I mention lettuce because even when it isn’t in season, I keep a salad on my menu year-round. What changes are the additional ingredients which I try to keep fresh and seasonal. So, in the summer, I might have blueberries in a salad, while in the winter, I might have beets or roasted sweet potatoes. Believe it or not, lettuce isn’t locally grown around here in January.

I change my menu regularly, but my menu is also small. I’ve found it’s easier to keep things local if you aren’t trying to make everything. Stay in my lane, so to speak.

Tell me about what you do. I looked up your restaurant, and I see it’s in Key Largo. I also see that if anyone should be asking anyone for advice, it should be me to you.

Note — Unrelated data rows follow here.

PR #1875, opened 2018-10-05
diesel/macros: Fix a typo in the dsl docs

behnam:
Columns names fall under `columns` module of the table instance module.


behnam:
Actually, I later realized that it's optional. So, feel free to Close if you think the current way is preferred.

weiznich:
I would vote for continue to use the short form because it is (in my opinion) easier to read.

I may have gotten a couple sentences in the magazine, but your whole article puts mine to shame. Most fun restaurant? That’s damn impressive.

Ethan

I laugh at the same time pride swells in my chest. I’ve been so stuck in sadness and surviving that I forget we have accomplished a lot. It is damn impressive and has taken so much work. But he’s looked me up? Not that my face is plastered on the internet, but somehow the notion has me savagely chewing my fingernail. I put my phone down and pick it up too many times to count before deciding to respond.

Ethan,

I’ve watched enough crime documentaries to know that your research on us is a creepy red flag. Lucky for you, I give people the benefit of the doubt and am going to assume your curiosity is just normal weird and not stalker weird.

Our fun ranking is due mostly to the fact I have kids and needed to get creative with our space to figure out ways I could bring them to work without having them drink all the vodka. Also, we rigged the voting process. I’ll let you decide if I’m joking.

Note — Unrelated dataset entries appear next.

PR #3159, opened 2022-05-02
Fix #3156

### LINKED ISSUE #3156: Performance regression when getting multiple connections with `r2d2::Pool`
### Versions

- **Rust:** rustc 1.62.0-nightly (e85edd9a8 2022-04-28)
- **Diesel:** v2.0.0-rc0
- **Database:** postgresql
- **Operating System** Linux 5.17.3-arch1-1

### Feature Flags

- **diesel:** ["postgres", "r2d2"]

## Problem Description

As is reported in #3144, performance regression is observed when upgrading `diesel` from `v1.4.8` to `v2.0.0-rc0`. Aggregation queries (e.g. `count(*)` are particularly affected, while the performance hit on normal queries is minimal.

The performance of `v2.0.0-rc0` should be on par with `v1.4.8`.

`cargo bench` output of `table.filter(id.eq(1)).count().get_result()`:

| hash | setup | perf |
|---|---|---|
| [d0bbda8](https://github.com/heyrict/diesel-aggr-sample/tree/d0bbda8a7066cf9b310e3beed2eece6418faeec9) |diesel 1.4 + r2d2| 185,936 ns/iter (+/- 15,282) |
| [599c492](https://github.com/heyrict/diesel-aggr-sample/tree/599c4923f1832fbafaaac33e6df75f6db8815e84) |diesel 2.0 + r2d2| 1,388,410 ns/iter (+/- 158,035) |
| [d3c23ba](https://github.com/heyrict/diesel-aggr-sample/tree/d3c23ba13a3202e59e28e0525a5cc7f0f40f461c) |diesel 1.4 - r2d2| 103,562 ns/iter (+/- 2,997) |
| [58d1210](https://github.com/heyrict/diesel-aggr-sample/tree/58d1210e65ac3ba2dc7e52b5b77853d323c23f9f) |diesel 2.0 - r2d2| 109,238 ns/iter (+/- 5,887) |

### Steps to reproduce

The minimal reproduction sample is [here](https://github.com/heyrict/diesel-aggr-sample).

## Checklist

weiznich:
Our `R2D2Connection::is_broken` implementations where broken in such a
way that they marked any valid connection as broken as soon as it was
checked into the pool again. This resulted in the pool opening new
connections everytime a connection was checked out of the pool, which
obviously removes the possibility of reusing the same connection again
and again. This commit fixes that issue and adds some tests to ensure
that we do not break this again in the future.

### DIFF
--- a/diesel/src/pg/connection/mod.rs
+++ b/diesel/src/pg/connection/mod.rs
@@ -177,11 +177,15 @@ impl crate::r2d2::R2D2Connection for PgConnection {
     }
 
     fn is_broken(&mut self) -> bool {
-        self.transaction_state
-            .status
-            .transaction_depth()
-            .map(|d| d.is_some())
-            .unwrap_or(true)
+        match self.transaction_state.status.transaction_depth() {
+            // all transactions are closed
+            // so we don't consider this connection broken
+            Ok(None) => false,
+            // The transaction manager is in an error state
+            // or contains an open transaction
+            // Therefore we consider this connection broken
+            Err(_) | Ok(Some(_)) => true,
+        }
     }
 }
 
--- a/diesel/src/pg/connection/mod.rs
+++ b/diesel/src/pg/connection/mod.rs
@@ -180,7 +180,7 @@ impl crate::r2d2::R2D2Connection for PgConnection {
         self.transaction_state
             .status
             .transaction_depth()
-            .map(|d| d.is_none())
+            .map(|d| d.is_some())
             .unwrap_or(true)
     }
 }
--- a/diesel/src/r2d2.rs
+++ b/diesel/src/r2d2.rs
@@ -327,6 +327,28 @@ where
     }
 }
 
+#[derive(QueryId)]
+pub(crate) struct CheckConnectionQuery;
+
+impl<DB> QueryFragment<DB> for CheckConnectionQuery
+where
+    DB: Backend,
+{
+    fn walk_ast<'b>(
+        &'b self,
+        mut pass: crate::query_builder::AstPass<'_, 'b, DB>,
+    ) -> QueryResult<()> {
+        pass.push_sql("SELECT 1");
+        Ok(())
+    }
+}
+
+impl Query for CheckConnectionQuery {
+    type SqlType = crate::sql_types::Integer;
+}
+
+impl<C> RunQueryDsl<C> for CheckConnectionQuery {}
+
 #[cfg(test)]
 mod tests {
     use std::sync::mpsc;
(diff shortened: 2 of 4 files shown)


diesel/src/r2d2.rs
```diff
@@ -394,26 +416,110 @@ mod tests {
...
+            assert_eq!(checkout_count.load(Ordering::Relaxed), 1);
+            std::mem::drop(conn);
+        }
+
+        assert_eq!(acquire_count.load(Ordering::Relaxed), 1);
+        assert_eq!(release_count.load(Ordering::Relaxed), 0);
+        assert_eq!(checkin_count.load(Ordering::Relaxed), 1);
+        assert_eq!(checkout_count.load(Ordering::Relaxed), 1);
+
+        // check that we remove a connection with open transactions from the pool
```
czotomo, line 488: Unrelated question: is there a way to roll back and return the connection to the pool in this scenario?

czotomo (approved):

diesel/src/pg/connection/mod.rs
```diff
@@ -180,7 +180,7 @@ impl crate::r2d2::R2D2Connection for PgConnection {
         self.transaction_state
             .status
             .transaction_depth()
-            .map(|d| d.is_none())
+            .map(|d| d.is_some())
             .unwrap_or(true)
```
chusteven, line 184: Curious how come this couldn't be something like:
```
match self.transaction_state.status {
    TransactionManagerStatus::Valid(_) => false,
    TransactionManagerStatus::InError => true,
}
```

instead?

Ten0: We also want to check the transaction depth - if we failed/forgot to rollback the current transaction (e.g. in case of panic) before releasing to the pool, any new use of the connection would be within a transaction while it would not expect to.

So it looks like that piece of documentation you linked should be the one that gets updated.

Side note: I think this function may be easier to read (mistake would have been harder to make) if it was written in the following form:
```rust
match self.transaction_state.status.transaction_depth() {
    Ok(None) => false,
    Err(_) | Ok(Some(_)) => true,
}
```

chusteven: Ahh I guess I was confused because I thought there may be a legitimate reason for the transaction depth to be non-0 at the point when the connection gets put back. But now that I think about it, that's not likely to happen since the flow would _usually_ be (a) task acquires connection from pool, (b) does all operations including transactions, (c) hopefully transactions complete successfully at which point the transaction depth returns to 0 or, if they don't, hopefully rollbacks reset transaction depth appropriately to 0, (d) release back to pool. But as you say in edge cases such as panics, then yeah the transaction depth not being 0 at point (d) entails that the connection is "dirty" so to speak.

Thanks for the note! And yeah the `match` clause you've provided I think seems quite nice :) Perhaps the documentation can be updated as part of this PR, but if not I'll be happy to do it since I initially wrote it myself 😅

heyrict:
Confirmed that the performance is back to normal (even better than 1.4!). Thank you for looking into this!

| hash | setup | perf |
|---|---|---|
| [d0bbda8](https://github.com/heyrict/diesel-aggr-sample/tree/d0bbda8a7066cf9b310e3beed2eece6418faeec9) |diesel 1.4 + r2d2| 185,936 ns/iter (+/- 15,282) |
| [599c492](https://github.com/heyrict/diesel-aggr-sample/tree/599c4923f1832fbafaaac33e6df75f6db8815e84) |diesel 2.0 + r2d2| 1,388,410 ns/iter (+/- 158,035) |
| [d3c23ba](https://github.com/heyrict/diesel-aggr-sample/tree/d3c23ba13a3202e59e28e0525a5cc7f0f40f461c) |diesel 1.4 - r2d2| 103,562 ns/iter (+/- 2,997) |
| [58d1210](https://github.com/heyrict/diesel-aggr-sample/tree/58d1210e65ac3ba2dc7e52b5b77853d323c23f9f) |diesel 2.0 - r2d2| 109,238 ns/iter (+/- 5,887) |
| [1235a70](https://github.com/heyrict/diesel-aggr-sample/tree/1235a70e472c8a31e548eb5f2006f44f6247587d) |diesel 2.0 (this PR) + r2d2| 124,368 ns/iter (+/- 2,900) |

Ten0 (approved):
Other than what is mentionned at https://github.com/diesel-rs/diesel/pull/3159#discussion_r863139142 LGTM :)
Thanks!

diesel/src/r2d2.rs
weiznich: Depends on what you expect here. Generally speaking the `TransactionManager` trait is nothing that should be used much. I expect that most users use `Connection::transaction` which handles this by just accepting a closure that should be executed inside of the transaction. There we try really hard to roll back things if something goes wrong. This leaves the following options where someone can actually hit this:
* There is an panic inside of the user provided closure of `Connection::transaction` .  Likely that's an user error.
* A user explicitly used the `TransactionManager` API, which allows to create such cases, but also provides functions to rollback/commit transactions. So that's a user mistake there, better drop that connection.
* Something goes wrong with our rollback code in `Connection::transaction`. In this case we cannot do anything with the connection at all, it is likely just broken at a network level.

For the first two cases we could likely try harder to rollback the transaction, but both are on the unhappy path. That means it's for now easier to just mark the connection as broken and tell the pool to get a new one in such cases.

czotomo: Thank you!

In all seriousness, I'm just a bartender—nothing too exciting here.

Thanks for the insight into the lettuce/salad situation.

Is everything always fresh, or do you sometimes take fresh local ingredients and freeze it for a different season? I’m thinking soups, sauces, etc…

Penelope

Eleven

Time moves so slowly as we drive across Texas, I can feel my own body starting to decay.

We stay in constant motion as we check off the boxes on Travis’ list while we trudge across the huge state.

San Antonio.

Austin.

Dallas.

The greenery of the east fades sharply into the dry and dusty monochromatic landscapes of the west. Texas is a place to go to forget or be forgotten.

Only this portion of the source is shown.